Version-Release number of selected component (if applicable):
qpid-qmf-0.10-10.el5
qpid-cpp-server-0.10-8.el5
wallaby-utils-0.10.5-6.el5
wallaby-0.10.5-6.el5
python-condorutils-1.5-4.el5
condor-wallaby-client-4.1-4.el5
qpid-cpp-client-0.10-8.el5
ruby-qpid-qmf-0.10-10.el5
python-qpid-qmf-0.10-10.el5
condor-7.6.3-0.2.el5
condor-wallaby-tools-4.1-4.el5
ruby-wallaby-0.10.5-6.el5
condor-classads-7.6.3-0.2.el5
condor-wallaby-base-db-1.14-1.el5
python-qpid-0.10-1.el5
python-wallabyclient-4.1-4.el5

How reproducible:
100%

Steps to Reproduce:
1. Setup condor via wallaby with these features:  0: Master, 1: NodeAccess, 2: ExecuteNode, 3: CentralManager, 4: Scheduler
2. run simple job "sleep 1"
3. watch logs
  
Actual results:
Run of simple jobs takes too long(~10 mins) because of wallaby configuration.
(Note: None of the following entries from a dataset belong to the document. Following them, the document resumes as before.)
PR #217, opened 2025-12-04
Gains tuning utility class

iamawesomecat:
A network tables based class to assist in PID tuning. Can be dropped into any subsystem and fully utilized in like 10 lines of code. Use case showed in armPivot changes.

Has a constructor for:

P,I,D config (Basic PID)
P,I,D,K,S,V,G config (certain control types for Talon FX motors do not allow for kA, so I made a constructor w/o it)
P,I,D,K,S,A,V,G config (every feedback & feedforward constant)

### DIFF
--- a/src/main/java/frc/robot/subsystems/ArmPivot.java
+++ b/src/main/java/frc/robot/subsystems/ArmPivot.java
@@ -4,6 +4,7 @@ package frc.robot.subsystems;
 import static edu.wpi.first.units.Units.Seconds;
 import static edu.wpi.first.units.Units.Volts;
 
+import com.ctre.phoenix6.configs.Slot0Configs;
 import com.ctre.phoenix6.configs.TalonFXConfiguration;
 import com.ctre.phoenix6.configs.TalonFXConfigurator;
 import com.ctre.phoenix6.controls.MotionMagicVoltage;
@@ -28,6 +29,7 @@ import edu.wpi.first.wpilibj2.command.button.Trigger;
 import edu.wpi.first.wpilibj2.command.sysid.SysIdRoutine;
 import edu.wpi.first.wpilibj2.command.sysid.SysIdRoutine.Direction;
 import frc.robot.Hardware;
+import frc.robot.util.GainsTuningEntry;
 import java.util.function.Supplier;
 
 public class ArmPivot extends SubsystemBase {
@@ -74,6 +76,18 @@ public class ArmPivot extends SubsystemBase {
 
   // TalonFX
   private final TalonFX motor;
+
+  // Testing tuning entry :P
+  private final GainsTuningEntry PIDtuner =
+      new GainsTuningEntry(
+          "ArmPivot",
+          ARMPIVOT_KP,
+          ARMPIVOT_KI,
+          ARMPIVOT_KD,
+          ARMPIVOT_KA,
+          ARMPIVOT_KV,
+          ARMPIVOT_KS,
+          ARMPIVOT_KG);
 
   // alerts if motor is not connected.
   private final Alert NotConnectedError =
@@ -227,6 +241,16 @@ public class ArmPivot extends SubsystemBase {
   public void periodic() {
     // Error that ensures the motor is connected
     NotConnectedError.set(notConnectedDebouncer.calculate(!motor.getMotorVoltage().hasUpdated()));
+
+    Slot0Configs pidTunerConfigs = new Slot0Configs();
+    pidTunerConfigs.kP = PIDtuner.getP();
+    pidTunerConfigs.kI = PIDtuner.getI();
+    pidTunerConfigs.kD = PIDtuner.getD();
+    pidTunerConfigs.kS = PIDtuner.getS();
+    pidTunerConfigs.kV = PIDtuner.getV();
+    pidTunerConfigs.kA = PIDtuner.getA();
+    pidTunerConfigs.kG = ARMPIVOT_KG;
+    motor.getConfigurator().apply(pidTunerConfigs);
   }
 }
 //  -Samuel "Big North" Mallick
--- a/src/main/java/frc/robot/subsystems/ArmPivot.java
+++ b/src/main/java/frc/robot/subsystems/ArmPivot.java
@@ -34,13 +34,13 @@ import java.util.function.Supplier;
 
 public class ArmPivot extends SubsystemBase {
   // Presets
-  private final double ARMPIVOT_KP = 38.5; // previously 50
-  private final double ARMPIVOT_KI = 0;
-  private final double ARMPIVOT_KD = 0;
-  private final double ARMPIVOT_KS = 0.1;
-  private final double ARMPIVOT_KV = 0.69;
-  private final double ARMPIVOT_KG = 0.18;
-  private final double ARMPIVOT_KA = 0.0;
+  private double armPivot_kP = 38.5; // previously 50
+  private double armPivot_kI = 0;
+  private double armPivot_kD = 0;
+  private double armPivot_kS = 0.1;
+  private double armPivot_kV = 0.69;
+  private double armPivot_kG = 0.18;
+  private double armPivot_kA = 0.0;
   // Preset positions for Arm with Coral
   public static final double CORAL_PRESET_L1 = 0;
   public static final double CORAL_PRESET_L2 = 0.13;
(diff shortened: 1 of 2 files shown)


src/main/java/frc/robot/subsystems/ArmPivot.java
```diff
@@ -227,6 +241,16 @@ public void factoryDefaults() {
...
+
+    Slot0Configs pidTunerConfigs = new Slot0Configs();
+    pidTunerConfigs.kP = PIDtuner.getP();
+    pidTunerConfigs.kI = PIDtuner.getI();
+    pidTunerConfigs.kD = PIDtuner.getD();
+    pidTunerConfigs.kS = PIDtuner.getS();
+    pidTunerConfigs.kV = PIDtuner.getV();
+    pidTunerConfigs.kA = PIDtuner.getA();
+    pidTunerConfigs.kG = ARMPIVOT_KG;
+    motor.getConfigurator().apply(pidTunerConfigs);
```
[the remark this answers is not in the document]
iamawesomecat: the pidTuner code in ArmPivot should be disabled when tuning is not ongoing.

src/main/java/frc/robot/util/GainsTuningEntry.java
```diff
@@ -0,0 +1,120 @@
...
+    return kDEntry.getDouble(0);
+  }
+
+  public double getA() {
+    if (kAEntry == null) {
+      return -1;
+    } else {
+      return kAEntry.getDouble(0);
+    }
+  }
```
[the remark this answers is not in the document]
iamawesomecat: fixed, idk why gemini thinks I didnt

src/main/java/frc/robot/util/GainsTuningEntry.java
```diff
@@ -0,0 +1,120 @@
...
+  private NetworkTableEntry kAEntry;
+  private NetworkTableEntry kVEntry;
+  private NetworkTableEntry kSEntry;
+  private NetworkTableEntry kGEntry;
+
+  /* Base PID Feedback entires. Excludes kA, kV, kS, and kG
+   *
+   */
+  public GainsTuningEntry(String SubsystemName, double kp, double ki, double kd) {
+    table = NetworkTableInstance.getDefault().getTable("Gains/" + SubsystemName);
```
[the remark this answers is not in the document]
iamawesomecat: fixed

src/main/java/frc/robot/subsystems/ArmPivot.java
```diff
@@ -75,6 +77,18 @@ public class ArmPivot extends SubsystemBase {
   // TalonFX
   private final TalonFX motor;
 
+  // Testing tuning entry :P
```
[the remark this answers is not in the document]
iamawesomecat: let me be joyous

src/main/java/frc/robot/subsystems/ArmPivot.java
```diff
@@ -227,6 +242,17 @@ public void factoryDefaults() {
...
+    if (TUNING_ENABLED) {
+      Slot0Configs pidTunerConfigs = new Slot0Configs();
+      pidTunerConfigs.kP = PIDtuner.getP();
+      pidTunerConfigs.kI = PIDtuner.getI();
+      pidTunerConfigs.kD = PIDtuner.getD();
+      pidTunerConfigs.kS = PIDtuner.getS();
+      pidTunerConfigs.kV = PIDtuner.getV();
+      pidTunerConfigs.kA = PIDtuner.getA();
+      pidTunerConfigs.kG = PIDtuner.getG();
+      motor.getConfigurator().apply(pidTunerConfigs);
```
jamesdooley4, line 273: Per [applying configs](https://v6.docs.ctr-electronics.com/en/latest/docs/api-reference/api-usage/configuration.html#applying-configs) this blocks for an while to wait for the config to apply. Since it's unlikely the config is changing 50x a second, it should only apply a new config if it's changed compared the previously applied config.

jamesdooley4 (changes requested):

src/main/java/frc/robot/util/GainsTuningEntry.java
```diff
@@ -0,0 +1,176 @@
...
+        || currentG != getG());
+  }
+
+  /* Check if any gains have changed using the current values from the subsystem.
+   * Compares P, I, D only
+   */
+  public boolean pidGainsChanged(double currentP, double currentI, double currentD) {
+
+    return (currentP != getP() || currentI != getI() || currentD != getD());
+  }
```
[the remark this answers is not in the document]
iamawesomecat: fixed

src/main/java/frc/robot/util/GainsTuningEntry.java
```diff
@@ -0,0 +1,150 @@
...
+    kVEntry.setDouble(kv);
+    kSEntry.setDouble(ks);
+    kGEntry.setDouble(kg);
+  }
+
+  public String getSubsystem() {
+    return kSubsystemName;
+  }
+
+  /** Get proportional gain (P) */
```
Jetblackdragon, line 72: All of these could be simplified into one method that you just pass in the value you are looking for. Unnecessary but cuts down the repetitiveness.

src/main/java/frc/robot/subsystems/ArmPivot.java
```diff
@@ -227,6 +241,37 @@ public void factoryDefaults() {
...
+        armPivot_kV,
+        armPivot_kS,
+        armPivot_kG)) {
+      armPivot_kP = PIDtuner.getP();
+      armPivot_kI = PIDtuner.getI();
+      armPivot_kD = PIDtuner.getD();
+      armPivot_kS = PIDtuner.getS();
+      armPivot_kV = PIDtuner.getV();
+      armPivot_kA = PIDtuner.getA();
+      armPivot_kG = PIDtuner.getG();
```
Jetblackdragon, line 260: Instead of doing this periodically you could add a button that updates your values. For example you add button in elastic that says update and it pushes the new values instead of constantly checking and updating the value in 2 places. Its also safety incase you reconfigure it while its running a command (Im not sure what the priority on that is tho). Also unnecessary but something to consider.

Jetblackdragon (commented):
Looks good, I suggested some small things but its not something I am too worried about.

src/main/java/frc/robot/util/GainsTuningEntry.java
Jetblackdragon: the lines for this is wrong its from line 73 to something

src/main/java/frc/robot/subsystems/ArmPivot.java
markpete, line 239: Needs a better comment header

src/main/java/frc/robot/subsystems/ArmPivot.java
```diff
@@ -227,6 +241,37 @@ public void factoryDefaults() {
...
+      pidTunerConfigs.kP = armPivot_kP;
+      pidTunerConfigs.kI = armPivot_kI;
+      pidTunerConfigs.kD = armPivot_kD;
+      pidTunerConfigs.kS = armPivot_kS;
+      pidTunerConfigs.kV = armPivot_kV;
+      pidTunerConfigs.kA = armPivot_kA;
+      pidTunerConfigs.kG = armPivot_kG;
+
+      // applying the new gains to the motor
+      motor.getConfigurator().apply(pidTunerConfigs);
```
markpete, line 273: It might be better to just store the configurator object locally, so that you don't have to retrieve it every time through this loop.  Because this loop is periodic, it can happen often, so you want to optimize for fast run-time.

```
if (!!m_Configurator) {
   m_Configurator = motor.getConfigurator();
}
m_Configurator.apply(pidTunerConfigs);
```

src/main/java/frc/robot/util/GainsTuningEntry.java
```diff
@@ -0,0 +1,150 @@
...
+  private NetworkTableEntry kDEntry;
+  private NetworkTableEntry kAEntry;
+  private NetworkTableEntry kVEntry;
+  private NetworkTableEntry kSEntry;
+  private NetworkTableEntry kGEntry;
+
+  /** Base PID Feedback entires. Excludes kA, kV, kS, and kG */
+  public GainsTuningEntry(String subsystemName, double kp, double ki, double kd) {
+    table = NetworkTableInstance.getDefault().getTable("Gains/" + subsystemName);
+    this.kSubsystemName = subsystemName;
```
markpete, line 22: Is there any validation you need to do on any of these parameters?  e.g. null or empty subsystemName, negative or null values?  What assumptions are you making about the data that need to be confirmed?

markpete (commented):
A few suggestions...  Would be great to incorporate, but otherwise looks good.
I do agree with @Jetblackdragon 's suggestion to consider tying this to a button to trigger rather than making it automatic.  If you get a bad reading you're hosed until the next periodic update.  (E.g. it slips on the carpet, collisions,  or something...)

Either way, you'll want to test this especially how bad readings might impact.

Normaly it takes ~1 min to complete job.

Expected results:
Condor configured by wallaby will complete jobs in same time as condor not configured by wallaby.

Comment 1 Martin Kudlej 2011-07-27 13:02:28 UTC

I think this is connected to https://bugzilla.redhat.com/show_bug.cgi?id=652772

Comment 2 Martin Kudlej 2011-07-27 13:23:20 UTC

Created attachment 515526 [details]
wallaby configuration

Comment 3 Robert Rati 2011-07-27 18:01:40 UTC

After setting CONDOR_HOST = dhcp-37-168.lab.eng.brq.redhat.com:

time su condor -s /bin/bash -c "condor_run /bin/sleep 1"

real	0m25.333s
user	0m0.026s
sys	0m0.033s

Issue is that condor's selection of the network interface on a multi-homed system.  On the node being tested, condor is choosing eth0 as the interface whereas the configuration through wallaby was setting CONDOR_HOST=127.0.0.1 (loopback).  The security settings in condor use CONDOR_HOST as an allowed value, thus on the node under test 127.0.0.1 was allowed according to the config.  Since condor was choosing eth0, the identity used by the client was NOT 127.0.0.1 so authentication was denied.

Comment 4 Matthew Farrellee 2011-07-28 12:58:28 UTC

Given the use of CONDOR_HOST = 127.0.0.1, I'll assume you were running everything on a single system. When the Schedd could not get a match via the Negotiator it likely fell back on local claiming, SCHEDD_ASSUME_NEGOTIATOR_GONE. Look for "Negotiator gone, trying to use our local startd" and "Haven't heard from negotiator, trying to claim local startd @".